Чувство юмора ко мне вернулось. Тоже добрый знак.
Я поднялась на подушках. Приятно осознавать, что лежишь в императорской спальне, а хозяин стоит совсем близко, отвернувшись к окну, заложив руки за спину. Его силуэт в закатной дымке чуть плывет, от чего кажется совсем нереальным. Загадочным. Волшебным.
— Привет, — сказала я и тут же осеклась.
Голос севший, как у пьянчуги с двадцатилетним стажем. Я аж сама испугалось того, как хрипло он звучал. Эдвард, наверное, тоже ужаснулся (ещё бы, в кровати должна была лежать девушка, а не сиплое чудовище), потому что резко развернулся ко мне.
— Очнулась! — выдохнул с облегчением. — Как ты себя чувствуешь?
Он подал мне стакан с водой, и я жадно выхлебала всё до последней капли. Никогда бы не подумала, что вода будет казаться мне такой вкусной.
После того, как однажды умер, вообще иначе смотришь на многие вещи.
— Так, будто беспробудно пила всю предыдущую неделю.

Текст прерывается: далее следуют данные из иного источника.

PR #830, opened 2023-02-08
New flag --send-diagnostics-on-errors

alanhamlett:
Also can be enabled in `~/.wakatime.cfg` with `settings.send_diagnostics_on_errors`.

### DIFF
--- a/cmd/logfile/logfile.go
+++ b/cmd/logfile/logfile.go
@@ -15,21 +15,26 @@ const defaultFile = ".wakatime.log"
 
 // Params contains log file parameters.
 type Params struct {
-	File     string
-	ToStdout bool
-	Verbose  bool
+	File              string
+	SendDiagsOnErrors bool
+	ToStdout          bool
+	Verbose           bool
 }
 
 // LoadParams loads needed data from the configuration file.
 func LoadParams(v *viper.Viper) (Params, error) {
-	var debug bool
-	if b := v.GetBool("settings.debug"); v.IsSet("settings.debug") {
-		debug = b
-	}
-
 	params := Params{
+		SendDiagsOnErrors: vipertools.FirstNonEmptyBool(
+			v,
+			"send-diagnostics-on-errors",
+			"settings.send_diagnostics_on_errors",
+		),
 		ToStdout: v.GetBool("log-to-stdout"),
-		Verbose:  v.GetBool("verbose") || debug,
+		Verbose: vipertools.FirstNonEmptyBool(
+			v,
+			"verbose",
+			"settings.debug",
+		),
 	}
 
 	logFile, ok := vipertools.FirstNonEmptyString(v, "log-file", "logfile", "settings.log_file")
--- a/cmd/run.go
+++ b/cmd/run.go
@@ -70,61 +70,61 @@ func Run(cmd *cobra.Command, v *viper.Viper) {
 	if v.GetBool("version") {
 		log.Debugln("command: version")
 
-		RunCmd(v, logFileParams.Verbose, runVersion)
+		RunCmd(v, logFileParams.Verbose, logFileParams.SendDiagsOnErrors, runVersion)
 	}
 
 	if v.IsSet("config-read") {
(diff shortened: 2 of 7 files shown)


cmd/logfile/logfile.go
```diff
@@ -15,9 +15,10 @@ const defaultFile = ".wakatime.log"
 
 // Params contains log file parameters.
 type Params struct {
-	File     string
-	ToStdout bool
-	Verbose  bool
+	File              string
+	ToStdout          bool
+	Verbose           bool
+	SendDiagsOnErrors bool
```
gandarez: We've been ordering fields by alphabetical order.

cmd/logfile/logfile.go
```diff
@@ -27,9 +28,15 @@ func LoadParams(v *viper.Viper) (Params, error) {
...
+	if b := v.GetBool("settings.send_diagnostics_on_errors"); v.IsSet("settings.send_diagnostics_on_errors") {
+		sendDiagsOnErrors = b
+	}
+
 	params := Params{
-		ToStdout: v.GetBool("log-to-stdout"),
-		Verbose:  v.GetBool("verbose") || debug,
+		ToStdout:          v.GetBool("log-to-stdout"),
+		Verbose:           v.GetBool("verbose") || debug,
+		SendDiagsOnErrors: v.GetBool("send-diagnostics-on-errors") || sendDiagsOnErrors,
```
gandarez: Same for alphabetical order and we can replace it with `vipertools.FirstNonEmptyBool()` func, like:

```Go
SendDiagsOnErrors: vipertools.FirstNonEmptyBool("send-diagnostics-on-errors", "settings.send_diagnostics_on_errors")
```

cmd/run.go
```diff
@@ -226,26 +226,26 @@ type cmdFn func(v *viper.Viper) (int, error)
...
 		os.Exit(exitCode)
 	}
 
-	os.Exit(runCmd(v, verbose, offlinesync.Run))
+	os.Exit(runCmd(v, params, offlinesync.Run))
 }
 
 // runCmd contains the main logic of RunCmd.
-func runCmd(v *viper.Viper, verbose bool, cmd cmdFn) int {
+func runCmd(v *viper.Viper, params *logfile.Params, cmd cmdFn) int {
```
gandarez: Instead passing the whole object it's important to keep the function signature clear what's doing under the hood. It's better to pass `Verbose` and `SendDiagsOnErrors` only.

```suggestion
func runCmd(v *viper.Viper, verbose,  sendDiagsOnErrors bool, cmd cmdFn) int {
```

pkg/api/diagnostic.go
```diff
@@ -32,6 +33,7 @@ func (c *Client) SendDiagnostics(plugin string, diagnostics ...diagnostic.Diagno
 		Architecture: version.Arch,
 		CliVersion:   version.Version,
 		Plugin:       plugin,
+		IsPanic:      panic,
```
gandarez, line 34: Same here for fields ordering.

gandarez (changes requested):

cmd/logfile/logfile.go
alanhamlett: Should I do that for `debug` here too?

cmd/run.go
alanhamlett: I don't think having those params helps much... either way the reader has to go into `runCmd` to see what it's doing right?

alanhamlett: This style guide even says to use a custom type instead of passing multiple primitive variables https://github.com/uber-go/guide/blob/master/style.md#avoid-naked-parameters

cmd/logfile/logfile.go
gandarez: Yes it makes sense to use vipertools instead.

cmd/run.go
gandarez: A struct would make it much easier to read, but this func will have only 4 input params, which is acceptable.

gandarez (approved):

Голова трещит. Есть обезболивающее снадобье? И что-нибудь покушать, — подумала и добавила: — Желательно целую кастрюлю.
— Виктория, ты два дня металась в горячке, бредила, не просыпаясь. — Мужчина навис надо мной, сосредоточенно всмотрелся. — Я думал, что ничего не получится, что я не смогу тебя спасти. Живая, не верится…
Тут-то в голове всплыли детали последнего дня моей жизни. Дотронулась до повязки, стягивающей шею. Крепкая. Но повязка определенно лучше дыры.